Upholding your end of the deal
The agreement will also set out what will happen if either you or the buyer don’t uphold your end of the deal or delay the settlement.
It’s important to read and understand this carefully, because you may have to pay compensation to the buyer if you don’t meet your obligations. You lawyer is the best person to explain your obligations under the agreement.
Receiving the deposit
Depending on the method of sale and the agreement itself, the buyer will usually pay a deposit when the agreement is either signed by both the buyer or seller or when it becomes unconditional. If the sale is by tender, the buyer will provide a bank transfer for the deposit amount when they make the offer.
The deposit is usually about 10% of the total sale price and is held in a trust account. After 10 working days the deposit is usually transferred to your lawyer or conveyancer’s trust account, unless early release of the deposit is agreed by you and the buyer. The agent usually takes their commission fee from the deposit and the remainder goes to you.
Working through conditions
If the buyer has added conditions to the offer, such as repairs for you to undertake, you will have to complete these before the date agreed to in the sale and purchase agreement. It’s a good idea to get things moving as quickly as possible because you may have to pay penalty charges if you don’t meet conditions by the due date.
When all the conditions have been met, the sale becomes unconditional.

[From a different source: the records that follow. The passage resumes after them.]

PR #59646, opened 2024-01-16
Code Navigation: fix broken `copy` link

jasonhawkharris:
Fixes the copy link that was copying the url without a base url. 

## Test plan
CI/CD

### DIFF
--- a/client/web/src/repo/actions/CopyPermalinkAction.tsx
+++ b/client/web/src/repo/actions/CopyPermalinkAction.tsx
@@ -49,6 +49,7 @@ interface CopyPermalinkActionProps extends RepoHeaderContext, TelemetryProps {
 export const CopyPermalinkAction: React.FunctionComponent<CopyPermalinkActionProps> = props => {
     const { revision, commitID, actionType, repoName, telemetryService } = props
 
+    const rootUrl = window.location.host
     const navigate = useNavigate()
     const location = useLocation()
     const fullURL = location.pathname + location.search + location.hash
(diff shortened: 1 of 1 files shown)


client/web/src/repo/actions/CopyPermalinkAction.tsx
```diff
@@ -49,6 +49,7 @@ interface CopyPermalinkActionProps extends RepoHeaderContext, TelemetryProps {
 export const CopyPermalinkAction: React.FunctionComponent<CopyPermalinkActionProps> = props => {
     const { revision, commitID, actionType, repoName, telemetryService } = props
 
+    const rootUrl = window.location.host
```
BolajiOlajide, line 52: I think we usually make use of `window.context.externalURL` in these kind of cases.

BolajiOlajide (approved):
Asides my comment, this looks good to me.

client/web/src/repo/actions/CopyPermalinkAction.tsx
jasonhawkharris: Out of curiosity do you know why we default to that?

jasonhawkharris: ahhh... I think I see why. window.context.externalURL includes the transfer protocol.

BolajiOlajide: Unfortunately, I can't remember.

BolajiOlajide: Oh, that too.

vovakulikov: I think this might be because we used to running Sourcegraph logic in different environments where we couldn't use location because it was different from where we host sourcegraph instance.

vovakulikov (approved):

cbart:
👌

cbart (approved):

If you need an extension to complete any conditions, you must speak to your agent or lawyer or conveyancer who will negotiate with the buyer through their lawyer or conveyancer. Any changes will need to be added to the sale and purchase agreement and signed off by you and the buyer.
If something goes wrong
If there is a problem meeting the conditions of the sale, such as the buyer’s finance arrangements falling through or they are unhappy with the results of a building inspection and decide to withdraw from the sale, the buyer must let their lawyer or conveyancer know as soon as possible. The buyer’s lawyer or conveyancer will contact your lawyer or conveyancer or agent.
If all the conditions have been met and the agreement is unconditional but you fail to complete the sale, you may need to pay compensation to the buyer.